Efsun, ayaklanarak Emirden biraz uzaklaşıp üzgün bir ifadeyle saçlarıyla oynadı. "Halam gitti"
"Ne demek gitti? Nereye gitti?"
"Tarıkla Afrikaya gitti. Son anda böyle bir karar almış, Tarıkta her şeyi ayarlamış"
Ayaz olumsuz anlamda başını sallarken buna asla inanmıyordu. Simay bunu yapmazdı, Simay böyle bir şeyi asla yapmazdı. "Bu söylediğinin doğru olmadığını biliyorum Efsun! Simay nerede? Hemen bana yerini söyle. Eğer bu şakaysa da hiç komik değil"
"Şaka yapmıyorum. Halam bir karar verdi ve gitti. Hatta bize bile son anda haber verdi Ayaz abi. Yani önceden bilseydik bir şekilde sana söylerdik..."
Telefon suratına kapatılınca, Efsun bir süre ekrana baktı. Bu olanları sağ sağlim atlatıp, birbirlerine sonsuz güven duyup yeni bir ilişkiye başlamalarını temenni ediyordu. Başka bir şey gelmiyordu elinden.

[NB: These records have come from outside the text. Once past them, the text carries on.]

PR #6074, opened 2026-07-06
presence: don't let stale expiry timers delete fresh presence

wca4a:
Fixes TLON-6112

## Summary

Fixes the bot "thinking" indicator bouncing on/off during long runs (and any other presence flicker under periodic keepalives).

**Root cause:** on the subscriber's ship, every incoming `%set` fact arms its own behn expiry timer without cancelling prior ones, and the `%expire` wake handler deleted the entry unconditionally. So the timer armed by an earlier `%set` fires exactly `timeout` after that set and deletes presence that later `%set`s had kept alive — the indicator drops until the next keepalive arrives. With the gateway's 30s keepalive + `~s90` timeout, every dropout on a live ship landed exactly 90s after an earlier set (4/4 timestamped predictions).

**Fix:** the `%expire` wake handler now looks up the entry and only deletes (and gives `%gone`) once `since + timeout` (falling back to the topic default) has actually passed. Stale wakes are no-ops. No cancellation bookkeeping, no state change, no protocol change.

## Testing

- New agent tests in `desk/tests/app/presence.hoon` covering the subscriber-side timer behavior:
  1. incoming `%set` fact stores the (context-translated) entry, gives `%here`, arms a timer
  2. a stale timer's wake preserves presence refreshed by a later `%set`; true expiry still deletes and gives one `%gone`
  3. a wake with no matching entry is a no-op
- Negative check: tests 2 and 3 fail on the unfixed code ("got more cards than expected").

"Kimdi arayan? Yüzün düştü, iyi misin?"
"Halam, Tarıkla Afrikaya gitti. Ayaz abiye bunu söyleyince tabi, biraz kötü oldu"
"Afrikaya mı gitti! Afrika ne Allah ne aşkına? Amcam yıkılmıştır kesin!"
Efsun gözlerini kaçırarak sıkıntıyla oflarken, böyle bir şeyin içine düştüğüne inanamıyordu. "Tamam sakin ol hayatım"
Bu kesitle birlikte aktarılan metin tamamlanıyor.